Essen. . RWI-Chef Schmidt warnt vor einer „Versandung“ der Ruhrkonferenz. Finanzielle Zuschüsse an Kooperationsbereitschaft der Revierstädte knüpfen.
Die Erwartungen an die „Ruhrkonferenz“, mit der die Landesregierung ab Herbst dem Ruhrgebiet zu neuen Impulsen verhelfen will, sind hoch. Im Vorfeld warnt Christoph M. Schmidt, Präsident des RWI – Leibniz-Institut für Wirtschaftsforschung davor, dass der „aktuelle Anlauf nicht so versandet wie die Vorhaben zuvor“. Deshalb rät Schmidt Ministerpräsident Armin Laschet zu finanziellen Sanktionen, sollten die Revierstädte nicht endlich miteinander kooperieren, um nötiges Wachstum für die Region zu generieren.

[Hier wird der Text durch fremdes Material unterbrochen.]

PR #305, opened 2024-01-19
Add optimizer status save

zhanghuiyao:


geniuspatrick (approved):

examples/stable_diffusion_xl/train.py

Die Stimme des RWI-Präsidenten hat Gewicht. Christoph M. Schmidt ist Chef der Wirtschaftsweisen, die der Bundesregierung zweimal jährlich die Leviten liest. Und der Wissenschaftler lehrt an der Ruhr-Universität Bochum. Mit seinem Papier „Re-Vitalisierung des Ruhrgebiets durch regionale Kooperation von unten“, das dieser Zeitung exklusiv vorliegt, schlägt Schmidt vor dem Start der Ruhrkonferenz Pflöcke ein. „Dieses innovative Format mag durchaus eine gewisse Aufbruchstimmung erzeugen“, schreibt Schmidt. „Inhaltlich werden damit allerdings wohl lediglich die alten, bislang nur mäßig erfolgreichen Versuche fortgesetzt, die Wettbewerbsfähigkeit des Ruhrgebiets zu stärken.“
Seit Jahren weist das RWI immer wieder nach, dass es anhand der wirtschaftlichen Kennzahlen „keine einheitliche Region Ruhrgebiet“ gebe. Abzulesen sei das in den 1x1 Kilometer großen Rastern, in die das Essener Institut die Revier-Städte aufteilt und damit das Gefälle bei Arbeitslosigkeit, Kaufkraft und Kreditausfallrisiko schon innerhalb der 53 Ruhrgebiets-Kommunen plastisch darstellt. Nach Zahlen aus dem Jahr 2015 – aktuellere liegen für die Raster nicht vor -- lagen die Arbeitslosenzahlen in einigen Gebieten unter fünf Prozent, in anderen dagegen über 25 Prozent. Ähnlich ist die Spanne bei der Kaufkraft. „In den südlichen Randlagen des Ruhrgebiets ist die Kaufkraft generell am höchsten, im Zentrum deutlich niedriger“, heißt es in der RWI-Studie. Das Nord-Süd-Gefälle werde vor allem in Essen deutlich. „Jene Essener Stadtgebiete mit hoher Arbeitslosigkeit im Norden grenzen an die Stadtgebiete von Oberhausen, Gelsenkirchen und Bochum, die ebenfalls jeweils die höchsten Arbeitslosigkeiten aufweisen“, hat das Institut ermittelt. „Die Zuständigkeitsgebiete der kommunalen Verwaltungen haben mit diesem Wandel nicht Schritt gehalten.“
Eine große Ruhrstadt als Konsequenz aus den aktuellen Entwicklungen, hält RWI-Präsident Schmidt jedoch für „schlicht unrealistisch“. Er schlägt stattdessen freiwillige Kooperationen der Städte untereinander vor. Als Stimulanz für eine Bewegung „von unten“ hin zur Überwindung der Kirchtürme „könnte das Land NRW finanzielle Zuweisungen an seine Kommunen an den Nachweis der Kooperationsfreudigkeit binden oder Kooperationswettbewerbe organisieren“, so Schmidt. Ihm schweben ausschließlich freiwillige Kooperationsmodelle mit wechselnden Partnern vor, die sich konkreten Aufgaben widmen. Das erhöhe die Aussicht auf Erfolg. „Gut gemeinte Rettungsaktionen“, wie es sie in der Vergangenheit bei den Vorgängern der „Ruhrkonferenz“ gab, würden nach Schmidts Überzeugung jedenfalls nicht zu einer Aufbruchstimmung im Ruhrgebiet beitragen.